Mouldy Old Dough

1972’s unlikely classic hit

It’s the oddest single you can imagine but there is something impossibly catchy about `Mouldy Old Dough`. It takes elements that you would never think might make a hit and somehow it works. A bouncy tune led by an old bar room piano, no lyrics except someone growling “mouldy old dough” every so often and a group with the unlikely moniker of Lieutenant Pigeon fronted by someone’s mum. Yet the tune is contagiously memorable and that piano has the slightest echo on it (possibly a result of two pianists) and you keep thinking; is this mouldy dough money or baking related? What is the song about?  Who was Lieutenant Pigeon and is he now promoted to General Pigeon? If you've never heard it, here it is...

The song’s origins are suitably quirky. It was written by two members of the group Stavely Makepeace, Nigel Fletcher and Rob Woodward and recorded in 1971 in the front room of the latter’s house in Coventry with his 59 year old mum Hilda Woodward playing one of two pianos. Despite such homespun origins the production give the piano a sharpness that makes the melody more memorable and there’s a warmth to the song despite the odd vocal moments. The group were already somewhat experimental and Hilda’s honky tonk piano playing was a regular feature of their material. Hilda was a piano teacher and bore a resemblance to Mrs Mills the world’s only other famous ivory tickling middle aged woman. For some reason record company Decca Records wanted the group to use a different name for the song hence Lieutenant Pigeon was born.
The song flopped in the UK initially but became a hit in Belgium after it was for some reason used as the theme music for a current affairs programme.  Decca then re-released it in the UK and it reached number one in October 1972 selling nearly 800,000 copies, becoming the second biggest selling single of the year and even winning an Ivor Novello Songwriting Award. Unsurprisingly it remains the only UK number one to feature a mother and son.
As for that title, it seems it is nothing to do with either bread or money but has often been seen as an adaptation of a meaningless 1920s phrase “vo-de-o-vo” which featured in songs of the period. More recently however Nigel Fletcher has said the song was actually named after a horse or possibly was an old Irish phrase. There must have been something very strong in Hilda’s tea that day! The Xmas Top of the Pops version incidentally is a hoot as the obvously well watered group mess about and sing "dirty old man" at one point instead of "mouldy old dough" and nobody claps in time!

In the Seventies the appearance of Lieutenant Pigeon probably didn’t seem as odd as it does now. This was after all the period when there were hits for the Royal Scots Dragoons bagpipe band, children’s choirs and assorted blokes sporting bacofoil and glitter!
The song’s success meant that Lieutenant Pigeon became an ongoing concern for a while releasing three albums. Though follow up single ` And The Fun Goes On` flopped being a bit too downbeat and reverb heavy, it sounds too unlike them. And is Hilda even on it?

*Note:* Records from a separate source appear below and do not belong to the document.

PR #350, opened 2023-03-03
Change our mac vm to mac 12 as the graphics requirement in our tests are failing on vms without metal graphics api

lee-aandrew:
## Purpose of this PR

**Ticket/Jira #:**
https://jira.unity3d.com/browse/USDU-318

## Testing

N/A
N/A

## Overall Product Risks

**Complexity:**
1

**Halo Effect:**
1

## Additional information
Slack thread:
https://unity.slack.com/archives/C0JHA6J4C/p1677792279052949

This change is required for our tests to run on the Trunk version of Unity, older versions of Unity did not require this change
Therefore it does unnecessarily change the minimum requirements for our tests on older versions of Unity

**Reminder:**

### DIFF
--- a/.yamato/upm-ci.yml
+++ b/.yamato/upm-ci.yml
@@ -10,8 +10,8 @@ test_platforms:
     flavor: b1.large
   - name: mac
     type: Unity::VM::osx
-    image: package-ci/macos-12:stable
-    flavor: m1.mac
+    image: slough-ops/macos-11-base:stable
+    flavor: b1.large
 test_backends:
   - name: il2cpp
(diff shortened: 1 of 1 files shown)


vickycl (approved):
As discussed offline, I think we should switch back to mac:stable if we can if the issue gets resolved in future. We should be testing with the minimum spec for older versions of Unity even if MacOS < 11 is not feasible for our trunk testing. However in the interest of getting the testing fixed let's go with this for now.

lee-aandrew:
Thanks for the review!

They did have another minor hit though with `Desperate Dan` which reached number 17 in the UK in 1973. They continued until 1978 scoring a big Australian hit in 1974 with a cover version of `I’ll Take You Home Again Kathleen`, which sutis them perfectly though seems a bit rushed. This appears to include a bizarre high pitched backing vocal.
It's amazing what they could coax out of the same formula- the 1976 single `Goodbye` includes the flutes and pianos and no lyrics but another catchy song. They did play live on mini tours though apparently Hilda was quite prepared to tour properly but the others thought better of it!  The group reformed in the Eighties and both Woodward and Fletcher continue to produce unusual music to this day though Hilda passed away in 1999.
The song still pops up from time to time on 70s compilations and  if you’re a fan of Oldham Athletic Football Club you’ll know that the tune is played over the tannoy at home games. As if the whole thing wasn't bizarre enough, when the song was topping the UK charts, across the water Chuck Berry's `My Ding-a-Ling` was at number one in the US. And that happened to have been recorded in Coventry!!